Chapter II Consumer Protection Councils
Consumer Protection Act, 1986 was enacted with the following major objectives:
1. To safeguard the six consumer rights as envisaged in the Act, by:
(a) The mechanism of consultations through the Central and the State Councils consisting of different interest groups such as representatives of consumer organizations, the government State and Centre, trade and industry, consumer fora, especially, the National Commission and others.
(b) Time bound resolution of consumer disputes through the three tier quasi-judicial machinery constituted under the Act, with least expense to the consumer litigant.
This basic structure is well thought out and should not be disturbed through the amendments. The essence of democracy is participation of the people in the consultative process.
The proposed amendments by contemplating to eliminate the Central and State Councils is a cynical ploy to eliminate the consumer groups from the consultation and in a way rises serious questions about their relevance and role in safeguarding the consumers. So the proposal to convert the Consumer Protection Councils as existing under section-4 to Consumer Protection Authority is ill conceived and should be dropped, to save whatever little consumer movement is prevalent at present.
2. When the government is in dearth of resources, installing of a Consumer Protection Authority which is appearing to be an excuse to employ ex-bureaucrats and others, with the expenditure coming from the consolidated fund of India will only be a drain on the Tax Payers money without any tangible results coming around. Further, such bureaucrats as proposed will be provided with an opportunity to go on foreign trips to participate in international conferences, in the garb of cooperating and working with consumer protection agencies in foreign countries.
Thus, all the proposed amendments from sec.-4, sec.-5, sec.-6, sec.7, sec.-8, sec.-8A and sec.-8B and introduction of sec.-9, sec.-10, sec.-11, sec.-12 and sec.-13, warrant to be discarded.

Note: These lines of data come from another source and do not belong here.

PR #79, opened 2020-07-31
Download sections and meetings to datastore

savsa:
Previously, only courses were downloaded to datastore, but now all course, section, and meeting information is downloaded. 

Add JSONObject parsing for Sections and Meetings. Add tests.

### DIFF
--- a/src/main/java/com/google/collegeplanner/data/Meeting.java
+++ b/src/main/java/com/google/collegeplanner/data/Meeting.java
@@ -16,6 +16,9 @@ package com.google.collegeplanner.data;
 
 import java.text.ParseException;
 import java.time.DayOfWeek;
+import java.time.LocalTime;
+import java.time.format.DateTimeFormatter;
+import java.time.temporal.ChronoField;
 import java.util.ArrayList;
 import java.util.Collections;
 import org.json.simple.JSONArray;
@@ -42,6 +45,43 @@ public class Meeting {
     this.startTime = startTime;
     this.endTime = endTime;
 
+    assignDays(days);
+  }
+
+  public Meeting(JSONObject json) throws ParseException {
+    this.days = new ArrayList<DayOfWeek>();
+    this.startTime = parseTime((String) json.get("start_time"));
+    this.endTime = parseTime((String) json.get("end_time"));
+    this.room = (String) json.get("room");
+    this.building = (String) json.get("building");
+
+    assignDays((String) json.get("days"));
+  }
+
+  /**
+   * Convert 12-hour time to just minutes as an int.
+   * @param time The 12-hour time string eg. 12:30pm.
+   */
+  private int parseTime(String time) throws ParseException {
+    if (time == null || time == "") {
+      throw new ParseException("Invalid time format.", 0);
+    }
+    time = time.toUpperCase();
+
+    // Parse the 24-hour time to get the hours and minutes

As a matter of fact, the District Collector / District Magistrate, are
being envisaged to take additional responsibility to deal with the consumer
issues which come under the purview of the proposed Central Authority.
This proposal, on the basis of which the Central Consumer Protection Authority
has been envisaged, is practically non-workable at the grass-root level.
The absurdity is all the more obvious when one considers that at the state
level and central level, fully paid officials are expected to discharge
the functions of the Central Authority, while at the district level, where
the problems are supposed to emanate and be addressed, an already over
burdened District Collector is supposed to do it as a part of his routine.
Chapter III Consumer Disputes Redressal Agencies
Proposal to rename Commissions as Forums sec. 9(b), 9(c) and 9(d):
The rationale behind naming of the State Commissions and the National Commission
as the State Forums and the National Forum is not clear, while at the same
time the proposed amendments suggest that all the Forums should be collectively
known as Commission. No value addition and a source of confusion
and hence should be dropped.
Proposal to provide for common Forums for multiple districts, etc. (Provision under sec. 9):
As it is, the State Governments have been found to be lacking the interest or commitment in establishing the District Forum in each district and in manning them properly. Any concession to club the Forums of different districts as proposed will cause more hardship to the consumer litigants and will be detrimental to their wellbeing. As such, the proposed amendment should be dropped.
Rather, the efficacy of these bodies to provide faster justice with least
harassment should be aimed at. So, a provision can be introduced
to make the State Government liable to compensate the victims for the delays
necessitated due to non-functioning of such District Forums / State Commission.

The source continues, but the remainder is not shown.